Don't pick a fight with the Treasury, ex-spad tells Truss

Tom Scholar's sacking risks looking like "petty recrimination", former special adviser Salma Shah warns
Liz Truss as chief secretary to the Treasury in 2018. Photo: Bart Lenoir/Alamy Stock Photo

A former special adviser has warned Liz Truss not to pick a “fight” with HM Treasury, following the abrupt sacking of its permanent secretary Sir Tom Scholar.

Salma Shah, who was a spad for Sajid Javid when he was home secretary from 2018 to 2019, said the removal of Scholar from the top Treasury job earlier this month was “unsurprising” given widespread animosity towards the exchequer, but was nevertheless “wrong”.

Writing for the Independent, Shah said that while “Treasury orthodoxy” – a long-held bugbear of the new prime minister – is “undeniably frustrating” and should be challenged.

“If you’re a minister or a civil servant in any other government department you have felt the painful sting of His Majesty’s Treasury curtailing your vision with its miserly worship of the scorecard and its twice-annual bean-counting exercise, otherwise known as the Budget... The smug condescension you get when the Treasury pours cold water over your plans and the audacity of making you look at the numbers underpinning them can be a scarring experience,” Shah wrote.

However, she said an adversarial approach would not help the government meet its goals.

“Decapitating the department won’t change the culture. Civil servants multiply like gremlins – more will take the place of the ones you’ve axed. It’s like fighting Game of Thrones’ white walkers – they just keep coming! It’s better to have an argument than a fight and get to a good decision, rather than make a statement with what, from the outside, can be seen as petty recrimination,” she said.

“No one will find it motivating that one of their respected leaders has been given the chop for spurious reasons. The situation demands maturity and rising above personality clashes, otherwise it risks demoralising hard-working and clever people, who will give up and go. That would be a terrible outcome,” she added.

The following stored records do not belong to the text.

PR #2241, opened 2023-03-17
Fix public link libraries for EM filter

strogolo:
Update PUBLIC_LINK_LIBRARIES for EM filter to be used in the CEFP


alibuild (approved):
Auto-approving on behalf of @strogolo.

PR #2252, opened 2023-03-19
Cut away secondaries from material

mpuccio:


alibuild (approved):

PR #2254, opened 2023-03-19
Cut on TPC momentum instead of pt

mpuccio:


alibuild (approved):

PR #2270, opened 2023-03-23
Counters should use double

mpuccio:
The issue is the following:
```
root [0] float n = 4.1e9
(float) 4.10000e+09f
root [1] float newN = n + 1.f
(float) 4.10000e+09f
root [2] newN - n
(float) 0.00000f
```
for large runs, this is happening systematically. With doubles this is still fine until 10e15
```
root [0] double n = 4.1e15
(double) 4.1000000e+15
root [1] double newN = n + 1.
(double) 4.1000000e+15
root [2] newN - n
(double) 1.0000000
```

### DIFF
--- a/Common/TableProducer/eventSelection.cxx
+++ b/Common/TableProducer/eventSelection.cxx
@@ -23,7 +23,7 @@ using namespace o2::framework;
 #include "CommonConstants/LHCConstants.h"
 #include "Framework/HistogramRegistry.h"
 #include "DataFormatsFT0/Digit.h"
-#include "TH1F.h"
+#include "TH1D.h"
 using namespace evsel;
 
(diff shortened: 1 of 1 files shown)


ddobrigk (approved):
Looks very reasonable, thanks!

ktf:
Maybe I am naive, but counters should use 64bit integers, no?

ddobrigk:
> Maybe I am naive, but counters should use 64bit integers, no?

Yes, in principle you are totally right - the only drawback is that AFAIK ROOT does not have a 64-bit-integer-based histogram and usually that's why one resorts to doubles instead in these cases, when histogramming is involved.

ktf:
Yes, indeed... I forgot TH1I is 32 bit...

PR #2273, opened 2023-03-23
[DPG]: updates on qaMatchEff.cxx

mfaggin:
1. write a unique template function to handle all the `process`;
2. add process functions with IU tracks.

    CAVEAT: in the current version, the track-propagation workflow is still necessary, because the `makethn` is not `constexpr` and therefore the table `aod::TracksDCA` is always necessary. Use `minPropagationRadius==0` in this case.
    
    POSSIBLE IMPROVEMENT: put `makethn` as a `constexpr` variable and add further process functions to enable the `THnSparse` filling.
    ---> not a priority now!
    
3. remove useless newlines (I hope no more are there);
4. fix some names;
5. switch TH1F to TH1D to avoid floating point issues;

### DIFF
--- a/DPG/Tasks/AOTTrack/qaMatchEff.cxx
+++ b/DPG/Tasks/AOTTrack/qaMatchEff.cxx
@@ -21,6 +21,7 @@
 #include "CommonConstants/MathConstants.h"
 #include "Framework/AnalysisTask.h"
 #include "Framework/runDataProcessing.h"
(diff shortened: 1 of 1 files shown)


mfaggin:
@rosarioturrisi this is the PR I was mentioning before

mfaggin:
@njacazio have a look at it, if you like I've completed the developments for the moment

njacazio (approved):

PR #2280, opened 2023-03-27
PWGHF: Handle ambiguous tracks in B0 candidate creator and get bz from CCDB

AlexBigO:
Hi @fgrosa ! Here is the new structure of the code:

- Loop over `aod::Collision const& collisions`
- Loop over D candidates associated to this collision
- Repropagate the daughter(s) to this collision if needed
- Propagate D daughters to D decay vertex and get `pVec` of these daughters at this vertex (previsouly, I was getting the impulsion of the `track0,1,2` and not the `pVec` values (modified by `getPxPyPz`). 
Is it better to call `getPxPyPz` (from [trackUtilities.h](https://github.com/AliceO2Group/O2Physics/blob/master/Common/Core/trackUtilities.h#L97)) or `getPxPyPzGlo` (from [TrackParametrization](https://github.com/AliceO2Group/AliceO2/blob/dev/DataFormats/Reconstruction/src/TrackParametrization.cxx#L127)) ?
- Loop over tracks associated to this collision
- Propagate D and Pion candidates to B0 vertex (to get their impulsion at this vertex)
- Propagate D and Pion candidates to primary vertex to get their imapct parameter

Also, I had two remarks:
- I don't initialize`pVec0,1,2`  as I update it via `getPxPyPz`;
- I define `dca0,1,2` but don't initialize it because it is modified by `propagateToDCA` (when called) and because I don't use the dca of the D daughters anyway.
If this is okay, I will remove the comments on these lines.

---------------------------------------------
New modifications applied:
- choose `getPxPyPzGlo`
- modify initialization of `o2::dataformat::DCA` objects for D daughters
- get `bz` value from CCDB

### DIFF
--- a/PWGHF/TableProducer/candidateCreatorB0.cxx
+++ b/PWGHF/TableProducer/candidateCreatorB0.cxx
@@ -19,6 +19,7 @@
 #include "Framework/AnalysisTask.h"
 #include "DCAFitter/DCAFitterN.h"
 #include "Common/Core/trackUtilities.h"
+#include "Common/DataModel/CollisionAssociation.h"
 #include "ReconstructionDataFormats/DCA.h"
 #include "ReconstructionDataFormats/V0.h"
 #include "PWGHF/DataModel/CandidateReconstructionTables.h"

Truss, a previous chief secretary to the Treasury secretary, pledged to take on the “Treasury orthodoxy” during the Conservative Party leadership campaign.

But Shah argued that there are benefits to its approach.

“Sometimes it is difficult to jolt HMT out of its natural habitat of small ‘c’ fiscal conservatism and aversion to risk – but that’s no bad thing,” she said.

She argued that the department “isn’t the hindrance people claim”, noting that it “essentially works to whatever the chancellor of the day wants”.

“It provides impartial advice based on the facts and, if there is a decision to drive it in a different direction, then it complies. Kwasi Kwarteng should learn from his predecessors, who moulded the place in their own images. No one was in any doubt when George Osborne or Gordon Brown were in charge that the department worked for them,” she said.

Former top civil servants were extremely critical of Truss and chancellor Kwasi Kwarteng’s decision to seek “new leadership” at the Treasury, warning that it would damage morale and risk politicising the civil service.

David Normington, a former first civil service commissioner, said that in sacking “one of the ablest civil servants of his generation, the prime minister and chancellor have sent a clear message to the civil service that they are not interested in impartial advice and intend to surround themselves with 'yes' men and women”.

Shah echoed the call to protect civil service impartiality.

“That requires the civil service to ensure that it does, in fact, give impartial advice and seriously attempts to consider views at odds with its infamous ‘orthodoxy’. But a little trust has to be shown by both sides – some goodwill, to mend the fractures,” she wrote.

“The challenges we face are as grave as any we’ve seen for a generation, and we could do without the internal squabbling, however irritating the Treasury can be.”